TASK PROMPT:
A single number is the answer: how many lines of the entries contain the word "walkFn"?
==*==
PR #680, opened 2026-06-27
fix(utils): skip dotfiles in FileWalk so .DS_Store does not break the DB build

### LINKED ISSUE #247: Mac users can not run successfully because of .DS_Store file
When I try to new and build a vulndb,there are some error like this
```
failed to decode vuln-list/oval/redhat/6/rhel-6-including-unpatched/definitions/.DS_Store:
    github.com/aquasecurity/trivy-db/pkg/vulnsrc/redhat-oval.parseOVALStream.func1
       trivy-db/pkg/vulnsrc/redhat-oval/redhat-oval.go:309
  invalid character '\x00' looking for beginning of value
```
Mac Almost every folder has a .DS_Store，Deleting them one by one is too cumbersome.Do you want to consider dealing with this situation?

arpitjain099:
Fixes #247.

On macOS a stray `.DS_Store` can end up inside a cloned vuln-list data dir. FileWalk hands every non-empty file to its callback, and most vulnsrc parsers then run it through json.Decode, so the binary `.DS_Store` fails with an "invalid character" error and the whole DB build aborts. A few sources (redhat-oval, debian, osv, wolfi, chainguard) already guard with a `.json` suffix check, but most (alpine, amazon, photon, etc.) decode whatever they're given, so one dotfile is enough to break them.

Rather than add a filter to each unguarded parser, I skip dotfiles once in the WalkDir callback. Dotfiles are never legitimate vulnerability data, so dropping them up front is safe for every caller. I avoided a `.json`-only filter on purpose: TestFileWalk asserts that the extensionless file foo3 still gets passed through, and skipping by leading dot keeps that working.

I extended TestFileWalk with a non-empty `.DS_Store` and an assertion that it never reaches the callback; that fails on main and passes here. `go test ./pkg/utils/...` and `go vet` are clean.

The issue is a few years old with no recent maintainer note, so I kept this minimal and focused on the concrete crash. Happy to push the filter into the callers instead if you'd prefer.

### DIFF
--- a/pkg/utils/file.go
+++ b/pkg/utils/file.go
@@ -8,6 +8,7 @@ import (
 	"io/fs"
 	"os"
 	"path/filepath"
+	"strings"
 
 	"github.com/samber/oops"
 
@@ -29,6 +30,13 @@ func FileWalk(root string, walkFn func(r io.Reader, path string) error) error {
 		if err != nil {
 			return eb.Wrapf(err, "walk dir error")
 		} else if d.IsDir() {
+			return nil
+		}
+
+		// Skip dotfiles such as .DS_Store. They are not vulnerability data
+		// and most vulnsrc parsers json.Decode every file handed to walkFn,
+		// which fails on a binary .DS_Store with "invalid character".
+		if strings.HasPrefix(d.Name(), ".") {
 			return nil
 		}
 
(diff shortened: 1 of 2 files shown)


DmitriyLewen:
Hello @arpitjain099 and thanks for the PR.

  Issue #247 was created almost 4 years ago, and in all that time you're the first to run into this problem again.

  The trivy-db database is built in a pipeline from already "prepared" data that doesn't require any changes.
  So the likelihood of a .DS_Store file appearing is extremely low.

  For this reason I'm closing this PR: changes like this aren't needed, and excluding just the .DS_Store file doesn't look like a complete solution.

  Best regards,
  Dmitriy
==*==
WRITTEN ANSWER:
2